Lossiness submitting timestamped custom metrics

jodylent commented 2 months ago

Expected Behavior

Repeated calls to lambda_metric should result in metric emission for the entire lifespand of an execution context

Actual Behavior

We are seeing lost metric points when submitting explicitly timestamped custom metrics via the Datadog Lambda Layer for Python.

This behavior is reproducible with a simple Lambda Function:

@datadog_lambda_wrapper
def main(event, context, *args, **kwargs):

    now = int(time.time())
    lambda_metric("jltest.foo", 1, timestamp=now)
    lambda_metric("jltest.foo", 1, timestamp=now)
    lambda_metric("jltest.foo", 1, timestamp=now)
    return now

Invoking the above Function a dozen times in succession, results in a dozen invocations to a single execution context, and thus a single instance of ThreadStatsWriter

The resulting metrics show several jltest.foo emissions, followed by several "lost" metrics, despite continued invocation metrics from the DD Extension.

DD Notebook Screenshot (collapsed)

![screenshot](https://github.com/user-attachments/assets/ec93242c-32a5-4887-8bbb-56900db953f9)

There is a corresponding notebook for the above screenshot, linked in a corresponding support ticket # 1857092 -- feel free to DM for additional details

Anecdotally, only 33 distribution points are emitted from the above code, though one would expect 3 * ${num invocations}, whether the Function is invoked a dozen times, twenty times, or even more.

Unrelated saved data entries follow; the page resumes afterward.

PR #547, opened 2023-08-25
add model time to cli output

visr:
Right now users of the CLI get a return code, but don't see until when the model ran, like in interactive use. This provides that information.

### DIFF
--- a/build/ribasim_cli/src/ribasim_cli.jl
+++ b/build/ribasim_cli/src/ribasim_cli.jl
@@ -33,7 +33,9 @@ function julia_main()::Cint
         model = with_logger(TerminalLogger()) do
             Ribasim.run(arg)
         end
-        println(model.integrator.sol.retcode)
+        t = Ribasim.datetime_since(model.integrator.t, model.config.starttime)
+        println("Model time:  ", t)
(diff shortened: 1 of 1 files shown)


build/ribasim_cli/src/ribasim_cli.jl
```diff
@@ -33,7 +33,9 @@ function julia_main()::Cint
         model = with_logger(TerminalLogger()) do
             Ribasim.run(arg)
         end
-        println(model.integrator.sol.retcode)
+        t = Ribasim.datetime_since(model.integrator.t, model.config.starttime)
+        println("Model time:  ", t)
+        println("Return code: ", model.integrator.sol.retcode)
```
Hofer-Julian, line 38: Those are these, right? https://docs.sciml.ai/DiffEqDocs/stable/basics/solution/#retcodes

Maybe don't print something like "The model finished successfully" if `successful_retcode`.
If not, maybe print "The model exited with return code {symbol}" and link to the docs.

visr: Yes, indeed. How about c4bedb534230c8780997f756dfcbae0d006309c4?

Hofer-Julian (approved):

Issue #548, opened 2023-08-25
Let `outlet` only flow from higher to lower level


SouthEndMusic:
Since the outlet works by gravity, it should only produce flow if the level of its inneighbor is higher than the level of its outneighbor.

Huite:
A minimum crest level seems like a good addition to the Outlet. The level then has to exceed this minimum crest level before checking the outneighbor level.

PR #549, opened 2023-08-25
Only gravity driven `Outlet` flow

SouthEndMusic:
Fixes https://github.com/Deltares/Ribasim/issues/548.

Currently the outlet switches on and off in a discrete way due to a switch in sign of the level difference. This can result in the outlet rapidly turning on and off:

flipperende_outlet

To solve this problem, a reduction factor should be applied to the outlet flow, based on the level difference. This reduction factor will have to be taken into account in the implementation of the analytical Jacobian (with an unsatisfying effort to improvement ratio). This I think will be a recurring problem until we are able to switch to an AD Jacobian.


SouthEndMusic:
I made this plot of the smooth reduction factor:

reduction_factor_plot

how can I add it to `equations.qmd`?

SouthEndMusic:
I found something peculiar when working on the test model for the `Outlet`:

outlet_model

outlet_constraints

In the current state it behaves as expected, that is: there is no outlet flow until the level boundary reaches the minimum crest level, and the basin level converges to the level boundary level. However, when the basin starts completely empty instead of with a tiny amount of water, it doesn't fill:

outlet_constraints_noflow

I haven't been able to figure out why this happens.

visr (approved):

PR #550, opened 2023-08-25
ForwardDiff.jl automatic Jacobian

SouthEndMusic:
*Edit: this initial message is outdated, see the discussion below.*

It turned out to be quite easy to get `ForwardDiff.jl` to work for the Jacobian of `water_balance!`, it was mainly a matter of replacing some instances of `Float64` with `Number` in function signatures or removing `Float64` altogether (I did this only where necessary).

See the example below for POC.

```julia
using ForwardDiff
using SQLite
using Ribasim


toml_path = "C:/Users/konin_bt/Ribasim_development/Ribasim/data/basic_transient/basic_transient.toml"

cfg = Config(toml_path)
gpkg_path = input_path(cfg, cfg.geopackage)
db = SQLite.DB(gpkg_path)

t = 0.0

state = load_structvector(db, cfg, BasinStateV1)
storage, _ = get_storages_from_levels(p.basin, state.level)
integral = zeros(length(p.pid_control.node_id))
u0 = ComponentVector{Float64}(; storage, integral)

function water_balance(u::ComponentVector)

    du = zero(u)
    water_balance!(du,u,p,t)
    return du
end

jac_AD = ForwardDiff.jacobian(water_balance, u0)
jac_AN = zero(jac_AD)
water_balance_jac!(jac_AN,u0,p,t)

println("AD Jacobian:")
display(jac_AD)
println("\nAN Jacobian:")
display(transpose(jac_AN))
```

output:
```
AD Jacobian:
4×4 Matrix{Float64}:
 -3.06216e-12   0.0          0.0           0.0
  0.0          -2.25533e-7   0.0           0.0
  0.0           2.48017e-8  -3.06216e-12   0.0
  0.0           4.96033e-8   0.0          -8.26725e-7

AN Jacobian:
4×4 transpose(::Matrix{Float64}) with eltype Float64:
 0.0   0.0         0.0   0.0
 0.0  -2.2553e-7   0.0   0.0
 0.0   2.48017e-8  0.0   0.0
 0.0   4.96033e-8  0.0  -8.26722e-7
```

~~There is a remaining problem where the AD Jacobian contained NaNs unless I turned on NaN-safe mode as suggested [here](https://juliadiff.org/ForwardDiff.jl/latest/user/advanced.html#Fixing-NaN/Inf-Issues-1).~~

Regarding the current erroring test; why does `Vector{Float64}` not satisfy `Vector{Number}`?


visr:
Great stuff! Regarding your last question:

```
julia> Float64[] isa Vector{Number}
false

julia> Float64[] isa Vector{<:Number}
true
```

Search also for "covariant" here for more expanation: https://docs.julialang.org/en/v1/manual/types/#man-parametric-composite-types

The changes of the struct to
```
struct A
    v::Vector{Number}
end
```
will be detrimental to performance, since the compiler cannot make any guarantees about what is inside. You want to make that a parametric type (see same link), where the element type can be any Number.

core/Project.toml
```diff
@@ -15,6 +15,7 @@ Dates = "ade2ca70-3891-5945-98fb-dc099432e06a"
 Dictionaries = "85a47980-9c8c-11e8-2b9f-f7ca1fa99fb4"
 DiffEqCallbacks = "459566f4-90b8-5000-8ac3-15dfb0a30def"
 FiniteDiff = "6a86dc24-6348-571c-b903-95158fe2bd41"
+ForwardDiff = "f6369f11-7733-5829-9624-2563aa707210"
```
visr, line 18: Good to add a compat entry, `pkg> compat ForwardDiff 0.10`

SouthEndMusic:
Most tests pass now, only the comparsions with sparse/dense and AD / Finite diff Jacobains fail. I'm quite sure this is because the Jacobian prototype (i.e. the Jacobian sparsity) is not correct (at least this explains the failing dense vs sparse AD Jacobian). 

Since it seems that we'll keep using the Jacobian prototype, this has to work properly. Part of what is missing for certain PID control cases is also mentioned in https://github.com/Deltares/Ribasim/issues/482. 

The following warning now pops up often when using `DiffCache`:

DiffCache_warning

core/src/solve.jl
```diff
@@ -79,11 +82,8 @@ struct Basin{C} <: AbstractParameterNode
     drainage::Vector{Float64}
     infiltration::Vector{Float64}
     # cache this to avoid recomputation
-    current_level::Vector{Float64}
-    current_area::Vector{Float64}
-    # The derivative of the area with respect to the level
-    # used for the analytical Jacobian
-    current_darea::Vector{Float64}
+    current_level::Union{Vector{Float64}, DiffCache{Vector{Float64}}}
+    current_area::Union{Vector{Float64}, DiffCache{Vector{Float64}}}
```
visr, line 86: For these and other Unions, a type parameter wasn't working?

core/src/solve.jl
```diff
@@ -479,15 +487,17 @@ end
 
 function set_current_basin_properties!(
     basin::Basin,
-    storage::AbstractVector{Float64},
-    t::Real,
+    current_area,
+    current_level,
```
visr, line 491: What is the reason for not taking the `current_area` and `current_level` out of the already passed `basin` argument? Same for `formulate!` directly below.

core/src/utils.jl
```diff
@@ -110,12 +110,14 @@ end
...
 )::Tuple{Vector{Float64}, Bool}
-    storages = Float64[]
+    storage = get_storage_from_level(basin, 1, levels[1])
+    storages = [storage]
 
-    for (i, level) in enumerate(levels)
-        push!(storages, get_storage_from_level(basin, i, level))
+    for (i, level) in enumerate(levels[2:end])
+        storage = get_storage_from_level(basin, i + 1, level)
+        push!(storages, storage)
```
visr, line 120: Is there a reason for this change? It looks less readable to me.

core/src/bmi.jl
```diff
@@ -80,6 +80,7 @@ function BMI.initialize(T::Type{Model}, config::Config)::Model
     else
         storages, errors =
             get_storages_from_levels(parameters.basin, state.level)
+        storages = real.(storages)
```
visr, line 83: Is this to avoid dual numbers in your initial state?

core/src/bmi.jl
```diff
@@ -432,13 +432,15 @@ function set_control_params!(p::Parameters, node_id::Int, control_state::String)
...
+            vec = preallocation_dispatch(getfield(node, field), 0)
+            vec[idx] = value
         end
     end
 end
 
 "Copy the current flow to the SavedValues"
-save_flow(u, t, integrator) = copy(nonzeros(integrator.p.connectivity.flow))
+save_flow(u, t, integrator) =
+    copy(nonzeros(preallocation_dispatch(integrator.p.connectivity.flow, u)))
```
visr, line 443: If it doesn't fit on a single line I generally prefer to switch to the long function syntax:

```
function f()
    ...
end
```

visr (commented):
This is great. There are still some possible performance issues with e.g. using `preallocation_dispatch` and the `Union` fields. So it'd be good to see how the performance compares to finite diff for a realistic model.

core/src/utils.jl
```diff
@@ -899,3 +897,7 @@ function Base.getindex(fv::FlatVector, i::Int)
     v = fv.v[d + 1]
     return v[r + 1]
 end
+
+function preallocation_dispatch(var, value)
+    return isa(var, DiffCache) ? get_tmp(var, value) : var
+end
```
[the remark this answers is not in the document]
SouthEndMusic: That dispatch is indeed nicer. I'm having a hard time coming up with a docstring for this because I do not understand exactly what `get_tmp` does.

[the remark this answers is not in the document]
visr: It looks like instead of `preallocation_dispatch` you can just use `get_tmp` directly. It already has a fallback if the first argument is not a DiffCache: https://github.com/SciML/PreallocationTools.jl/blob/0c41450830881f87daedea946512eb06f956d5f2/src/PreallocationTools.jl#L143

core/src/create.jl
```diff
@@ -202,12 +202,18 @@ function Connectivity(db::DB)::Connectivity
...
+        flow = get_tmp(flowd, flow)
+    end
+
     nonzeros(flow) .= 0.0
 
     return Connectivity(
         graph_flow,
         graph_control,
-        flow,
+        config.solver.autodiff ? flowd : flow,
```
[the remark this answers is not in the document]
SouthEndMusic: `flow` is used in line 211; that operation cannot be performed on `flowd`. Line 208 might be unnecessary, I'm not sure.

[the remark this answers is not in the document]
visr: Right, I missed that. Haven't tried, but based on my understanding of `get_tmp` line 208 is indeed not needed, since the input and output `flow` should be the same.

core/src/solve.jl
SouthEndMusic: This is again about me not knowing much about `get_tmp`, and whether it is an expensive call.

core/src/solve.jl
SouthEndMusic: Yes It is, I changed it to parameterized now. I'm not sure it solves the performance issue though.

core/src/bmi.jl
SouthEndMusic: Yes, but it works without this

core/src/utils.jl
SouthEndMusic: Turns out I don't need this change (:

core/src/create.jl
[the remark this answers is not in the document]
SouthEndMusic: It works fine without line 208

docs/core/usage.qmd
```diff
@@ -54,10 +54,8 @@ For instance, `saveat = 86400.0` will save output after every day that passed.
 The Jacobian matrix provides information about the local sensitivity of the model with respect to changes in the states.
 For implicit solvers it must be calculated often, which can be expensive to do.
 There are several methods to do this.
-By default Ribasim uses an analytical Jacobian function written by the Ribasim developers.
-This is enabled by default, with the solver setting `jac = true`.
-If this is not used, the Jacobian is calculated with a finite difference method, which can be less accurate and more expensive.
-In the future we want to additionally support `autodiff = true` to calculate the Jacobian with automatic differentiation.
+By default Ribasim uses a Jocobian derived automatically using [ForwardDiff.jl](https://juliadiff.org/ForwardDiff.jl/stable/) with memory management provided by [PreallocationTools.jl](https://docs.sciml.ai/PreallocationTools/stable/).
```
Huite, line 57: Jocobian -> Jacobian

SouthEndMusic:
I can no longer reproduce the non-deterministic Jacobian problem, maybe it had something to do with my `get_tmp` wrapper 🤷‍♂️

core/src/Ribasim.jl
```diff
@@ -13,12 +13,15 @@ using DataInterpolations: LinearInterpolation, derivative
...
 using Dictionaries: Indices, Dictionary, gettoken, gettokenvalue, dictionary
+using ForwardDiff: pickchunksize
 using DiffEqCallbacks
 using Graphs: DiGraph, add_edge!, adjacency_matrix, inneighbors, outneighbors
 using Legolas: Legolas, @schema, @version, validate, SchemaVersion, declared
 using Logging: current_logger, min_enabled_level, with_logger
 using LoggingExtras: EarlyFilteredLogger, LevelOverrideLogger
 using OrdinaryDiffEq
+using PreallocationTools: DiffCache, get_tmp
+using Preferences: set_preferences!
```
visr, line 24: You no longer use this right? Then it can be removed from here and the project.

Also, since the dependencies changed, could you `pkg> resolve` the `libribasim` and `ribasim_cli` manifests to reflect this change?

visr (approved):

core/src/Ribasim.jl
SouthEndMusic: Did I do this correctly?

Forcing the creation of a new execution context (e.g. by making a whitespace code change, or updating an env var) results in a NEW instance of ThreadStatsWriter, which emits the same number of metric points, before it too begins "flushing" unsent metrics.

Specifications

Datadog Lambda Layer version: arn:aws:lambda:us-east-1:464622532012:layer:Datadog-Python310:98
Python version: Discovered on Python3.10

Stacktrace

N/A -- DD logs seem "normal"

Detail / Steps to Reproduce the Problem

The Function used to reproduce the problem has the following handler and DD-provided Layers:

import time

from datadog_lambda.metric import lambda_metric
from datadog_lambda.wrapper import datadog_lambda_wrapper

@datadog_lambda_wrapper
def main(event, context, *args, **kwargs):
    """
    # Layer provides DD Python Libs
    arn:aws:lambda:us-east-1:464622532012:layer:Datadog-Python310:98

    # Extension provides serverless agent on UDP 8125
    arn:aws:lambda:us-east-1:464622532012:layer:Datadog-Extension:65
    """

    now = int(time.time())
    lambda_metric("jltest.foo", 1, timestamp=now)
    lambda_metric("jltest.foo", 1, timestamp=now)
    lambda_metric("jltest.foo", 1, timestamp=now)
    return now

Code Paths

The DD Layer's lambda_metric function normally emits metrics to a StatsDWriter (source) using the serverless extension.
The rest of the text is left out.